Segment Start: Data provided
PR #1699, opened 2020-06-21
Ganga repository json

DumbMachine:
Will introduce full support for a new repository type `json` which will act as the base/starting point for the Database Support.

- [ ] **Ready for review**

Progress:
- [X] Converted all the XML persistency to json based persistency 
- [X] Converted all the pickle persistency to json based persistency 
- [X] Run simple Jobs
Segment End: Data provided
Segment Start: Data provided
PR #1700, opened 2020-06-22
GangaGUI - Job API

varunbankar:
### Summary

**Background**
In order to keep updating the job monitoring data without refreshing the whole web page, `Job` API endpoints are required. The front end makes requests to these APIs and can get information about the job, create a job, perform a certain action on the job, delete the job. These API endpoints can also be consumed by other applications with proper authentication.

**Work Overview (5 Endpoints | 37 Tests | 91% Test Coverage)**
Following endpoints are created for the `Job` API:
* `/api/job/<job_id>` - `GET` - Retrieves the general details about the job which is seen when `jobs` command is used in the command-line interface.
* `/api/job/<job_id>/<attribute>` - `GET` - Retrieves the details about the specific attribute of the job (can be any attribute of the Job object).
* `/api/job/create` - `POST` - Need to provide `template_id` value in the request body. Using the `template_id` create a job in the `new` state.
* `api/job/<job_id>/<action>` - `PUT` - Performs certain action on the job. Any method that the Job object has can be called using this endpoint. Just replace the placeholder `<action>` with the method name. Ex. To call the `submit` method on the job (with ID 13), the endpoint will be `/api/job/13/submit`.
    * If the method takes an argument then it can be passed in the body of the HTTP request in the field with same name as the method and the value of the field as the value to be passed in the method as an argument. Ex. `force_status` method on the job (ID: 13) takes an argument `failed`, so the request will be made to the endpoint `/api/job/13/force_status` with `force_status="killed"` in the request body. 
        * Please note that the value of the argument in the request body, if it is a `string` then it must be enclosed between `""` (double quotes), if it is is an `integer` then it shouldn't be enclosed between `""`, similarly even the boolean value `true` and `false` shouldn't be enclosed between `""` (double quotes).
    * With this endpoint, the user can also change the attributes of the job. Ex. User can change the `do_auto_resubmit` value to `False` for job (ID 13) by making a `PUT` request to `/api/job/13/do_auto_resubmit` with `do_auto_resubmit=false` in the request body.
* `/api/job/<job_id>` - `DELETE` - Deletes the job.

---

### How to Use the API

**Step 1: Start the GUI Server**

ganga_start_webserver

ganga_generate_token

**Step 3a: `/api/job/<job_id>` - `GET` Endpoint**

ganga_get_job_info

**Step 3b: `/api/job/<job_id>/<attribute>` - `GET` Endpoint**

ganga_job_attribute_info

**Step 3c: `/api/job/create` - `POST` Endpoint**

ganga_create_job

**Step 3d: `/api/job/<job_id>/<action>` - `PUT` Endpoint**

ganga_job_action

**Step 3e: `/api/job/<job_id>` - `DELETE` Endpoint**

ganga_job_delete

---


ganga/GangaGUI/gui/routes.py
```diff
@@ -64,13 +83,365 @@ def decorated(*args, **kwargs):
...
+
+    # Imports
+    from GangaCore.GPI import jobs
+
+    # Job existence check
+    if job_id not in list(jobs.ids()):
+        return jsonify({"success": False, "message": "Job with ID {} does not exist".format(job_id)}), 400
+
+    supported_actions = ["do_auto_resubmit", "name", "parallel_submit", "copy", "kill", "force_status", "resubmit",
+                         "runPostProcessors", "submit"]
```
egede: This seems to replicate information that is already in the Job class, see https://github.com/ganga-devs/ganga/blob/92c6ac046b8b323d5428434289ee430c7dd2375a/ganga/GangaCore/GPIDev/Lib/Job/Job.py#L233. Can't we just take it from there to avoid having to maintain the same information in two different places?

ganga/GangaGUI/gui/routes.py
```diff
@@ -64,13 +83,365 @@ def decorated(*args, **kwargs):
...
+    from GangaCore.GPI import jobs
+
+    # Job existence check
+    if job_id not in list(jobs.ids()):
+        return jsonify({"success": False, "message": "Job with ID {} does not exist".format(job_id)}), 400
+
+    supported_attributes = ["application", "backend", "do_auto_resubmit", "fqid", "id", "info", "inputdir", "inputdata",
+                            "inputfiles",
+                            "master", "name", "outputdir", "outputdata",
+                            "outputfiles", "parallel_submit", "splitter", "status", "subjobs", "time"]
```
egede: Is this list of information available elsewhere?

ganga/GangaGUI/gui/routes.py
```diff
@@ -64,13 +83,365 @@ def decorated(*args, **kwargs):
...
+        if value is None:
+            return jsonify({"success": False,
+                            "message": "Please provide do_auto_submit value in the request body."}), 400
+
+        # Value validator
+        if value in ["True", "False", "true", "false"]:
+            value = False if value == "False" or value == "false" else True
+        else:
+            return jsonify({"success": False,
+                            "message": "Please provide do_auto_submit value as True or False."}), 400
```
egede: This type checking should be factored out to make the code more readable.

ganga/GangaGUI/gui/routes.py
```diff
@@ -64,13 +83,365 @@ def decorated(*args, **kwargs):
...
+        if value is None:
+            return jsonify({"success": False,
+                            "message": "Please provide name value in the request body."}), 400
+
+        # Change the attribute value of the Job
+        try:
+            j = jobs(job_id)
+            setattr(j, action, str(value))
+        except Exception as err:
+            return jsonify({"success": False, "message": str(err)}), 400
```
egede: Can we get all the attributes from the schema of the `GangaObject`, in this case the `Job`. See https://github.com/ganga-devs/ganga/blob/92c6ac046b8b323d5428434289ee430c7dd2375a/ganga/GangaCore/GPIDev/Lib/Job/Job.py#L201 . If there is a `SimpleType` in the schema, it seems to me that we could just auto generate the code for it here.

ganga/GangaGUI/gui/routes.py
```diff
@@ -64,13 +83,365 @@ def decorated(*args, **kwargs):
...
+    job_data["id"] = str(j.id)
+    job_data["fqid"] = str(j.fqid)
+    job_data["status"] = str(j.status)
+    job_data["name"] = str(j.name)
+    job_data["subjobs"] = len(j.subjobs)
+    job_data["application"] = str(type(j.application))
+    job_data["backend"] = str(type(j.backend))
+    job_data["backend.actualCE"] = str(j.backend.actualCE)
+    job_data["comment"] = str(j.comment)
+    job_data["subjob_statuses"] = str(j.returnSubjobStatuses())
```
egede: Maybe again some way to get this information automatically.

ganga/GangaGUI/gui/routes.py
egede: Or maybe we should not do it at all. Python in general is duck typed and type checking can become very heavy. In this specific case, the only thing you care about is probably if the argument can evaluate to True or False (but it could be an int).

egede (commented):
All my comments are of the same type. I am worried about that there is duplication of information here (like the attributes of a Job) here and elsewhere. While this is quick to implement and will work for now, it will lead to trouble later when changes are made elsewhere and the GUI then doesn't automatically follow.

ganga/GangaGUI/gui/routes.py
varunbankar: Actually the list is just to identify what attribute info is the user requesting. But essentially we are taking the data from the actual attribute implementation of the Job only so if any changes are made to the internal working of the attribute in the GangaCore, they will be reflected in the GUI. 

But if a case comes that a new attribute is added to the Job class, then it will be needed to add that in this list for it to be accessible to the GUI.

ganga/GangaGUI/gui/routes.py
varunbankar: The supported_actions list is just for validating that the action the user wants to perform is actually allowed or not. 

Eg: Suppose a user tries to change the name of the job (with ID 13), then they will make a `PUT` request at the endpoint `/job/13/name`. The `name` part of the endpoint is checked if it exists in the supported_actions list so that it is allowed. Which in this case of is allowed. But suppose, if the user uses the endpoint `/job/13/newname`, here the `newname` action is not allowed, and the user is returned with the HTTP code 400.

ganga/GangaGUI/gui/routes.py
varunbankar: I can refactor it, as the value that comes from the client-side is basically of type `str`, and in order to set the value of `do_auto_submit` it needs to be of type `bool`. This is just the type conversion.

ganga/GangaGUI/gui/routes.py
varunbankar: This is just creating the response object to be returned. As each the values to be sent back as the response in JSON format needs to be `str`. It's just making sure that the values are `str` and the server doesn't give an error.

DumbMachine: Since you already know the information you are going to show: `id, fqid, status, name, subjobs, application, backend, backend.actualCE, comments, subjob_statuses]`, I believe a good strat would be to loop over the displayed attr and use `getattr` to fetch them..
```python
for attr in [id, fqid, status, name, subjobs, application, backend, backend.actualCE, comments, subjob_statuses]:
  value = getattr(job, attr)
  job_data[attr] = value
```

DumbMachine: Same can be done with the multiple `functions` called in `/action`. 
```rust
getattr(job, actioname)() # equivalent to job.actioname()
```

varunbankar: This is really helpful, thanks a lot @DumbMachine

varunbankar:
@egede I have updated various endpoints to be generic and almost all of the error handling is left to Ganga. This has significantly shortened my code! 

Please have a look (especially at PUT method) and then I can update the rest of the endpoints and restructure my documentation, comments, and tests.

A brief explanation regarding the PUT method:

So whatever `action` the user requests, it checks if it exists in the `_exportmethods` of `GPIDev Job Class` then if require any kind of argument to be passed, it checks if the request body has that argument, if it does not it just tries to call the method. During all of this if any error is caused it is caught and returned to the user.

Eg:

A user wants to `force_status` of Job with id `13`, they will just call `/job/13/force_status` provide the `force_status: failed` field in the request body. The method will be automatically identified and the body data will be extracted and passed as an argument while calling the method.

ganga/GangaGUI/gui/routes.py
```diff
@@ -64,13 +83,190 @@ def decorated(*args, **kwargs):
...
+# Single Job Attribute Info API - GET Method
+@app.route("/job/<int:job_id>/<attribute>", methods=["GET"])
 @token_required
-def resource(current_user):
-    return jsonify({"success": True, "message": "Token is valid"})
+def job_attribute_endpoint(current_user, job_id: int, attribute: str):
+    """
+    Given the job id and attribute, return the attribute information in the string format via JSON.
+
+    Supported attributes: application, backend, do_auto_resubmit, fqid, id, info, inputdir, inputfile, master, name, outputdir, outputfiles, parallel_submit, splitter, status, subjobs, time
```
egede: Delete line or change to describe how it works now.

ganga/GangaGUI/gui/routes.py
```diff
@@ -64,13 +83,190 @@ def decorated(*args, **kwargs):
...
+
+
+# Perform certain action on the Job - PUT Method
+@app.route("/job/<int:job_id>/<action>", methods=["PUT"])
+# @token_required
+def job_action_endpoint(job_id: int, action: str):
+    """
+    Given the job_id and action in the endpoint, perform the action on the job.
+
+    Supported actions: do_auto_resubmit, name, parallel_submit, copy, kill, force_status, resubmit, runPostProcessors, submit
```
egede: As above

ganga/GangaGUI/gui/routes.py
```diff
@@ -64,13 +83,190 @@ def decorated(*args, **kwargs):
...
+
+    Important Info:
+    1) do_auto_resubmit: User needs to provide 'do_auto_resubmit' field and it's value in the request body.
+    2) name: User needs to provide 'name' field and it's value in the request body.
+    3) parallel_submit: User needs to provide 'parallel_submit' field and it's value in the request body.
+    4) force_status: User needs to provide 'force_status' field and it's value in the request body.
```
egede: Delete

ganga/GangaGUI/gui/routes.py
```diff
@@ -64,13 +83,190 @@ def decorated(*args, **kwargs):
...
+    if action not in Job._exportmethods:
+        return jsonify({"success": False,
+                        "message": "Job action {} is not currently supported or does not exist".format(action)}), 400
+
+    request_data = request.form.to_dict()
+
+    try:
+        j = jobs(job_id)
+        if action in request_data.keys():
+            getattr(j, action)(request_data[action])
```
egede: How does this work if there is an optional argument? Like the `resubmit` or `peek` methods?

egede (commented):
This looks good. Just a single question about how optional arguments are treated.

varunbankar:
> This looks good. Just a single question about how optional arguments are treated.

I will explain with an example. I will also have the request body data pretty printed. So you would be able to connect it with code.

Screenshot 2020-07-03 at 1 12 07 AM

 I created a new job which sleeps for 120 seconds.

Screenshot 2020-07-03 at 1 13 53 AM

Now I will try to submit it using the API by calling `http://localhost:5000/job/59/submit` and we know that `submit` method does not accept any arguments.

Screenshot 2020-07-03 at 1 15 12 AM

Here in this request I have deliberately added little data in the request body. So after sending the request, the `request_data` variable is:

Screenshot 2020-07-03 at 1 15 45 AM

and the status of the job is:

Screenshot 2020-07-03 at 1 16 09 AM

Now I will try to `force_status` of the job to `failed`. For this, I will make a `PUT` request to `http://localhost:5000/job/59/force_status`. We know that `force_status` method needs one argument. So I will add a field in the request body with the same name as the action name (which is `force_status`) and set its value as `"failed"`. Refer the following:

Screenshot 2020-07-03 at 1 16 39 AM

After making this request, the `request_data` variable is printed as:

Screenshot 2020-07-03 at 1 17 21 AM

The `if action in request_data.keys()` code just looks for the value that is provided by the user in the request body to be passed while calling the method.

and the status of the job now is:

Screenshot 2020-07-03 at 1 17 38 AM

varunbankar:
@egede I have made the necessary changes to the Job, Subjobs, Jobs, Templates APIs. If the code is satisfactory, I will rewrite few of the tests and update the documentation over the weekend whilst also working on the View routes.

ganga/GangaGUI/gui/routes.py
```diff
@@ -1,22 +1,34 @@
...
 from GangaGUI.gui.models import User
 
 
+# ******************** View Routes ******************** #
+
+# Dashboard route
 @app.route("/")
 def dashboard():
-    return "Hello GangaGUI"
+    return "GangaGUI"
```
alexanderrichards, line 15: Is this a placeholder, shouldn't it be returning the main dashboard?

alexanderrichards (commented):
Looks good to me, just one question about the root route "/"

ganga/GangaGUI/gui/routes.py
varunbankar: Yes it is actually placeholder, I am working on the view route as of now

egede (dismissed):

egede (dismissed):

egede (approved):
Segment End: Data provided
The lines above that hold the word "variable" need counting; write the count and nothing more.

Answer space >>
2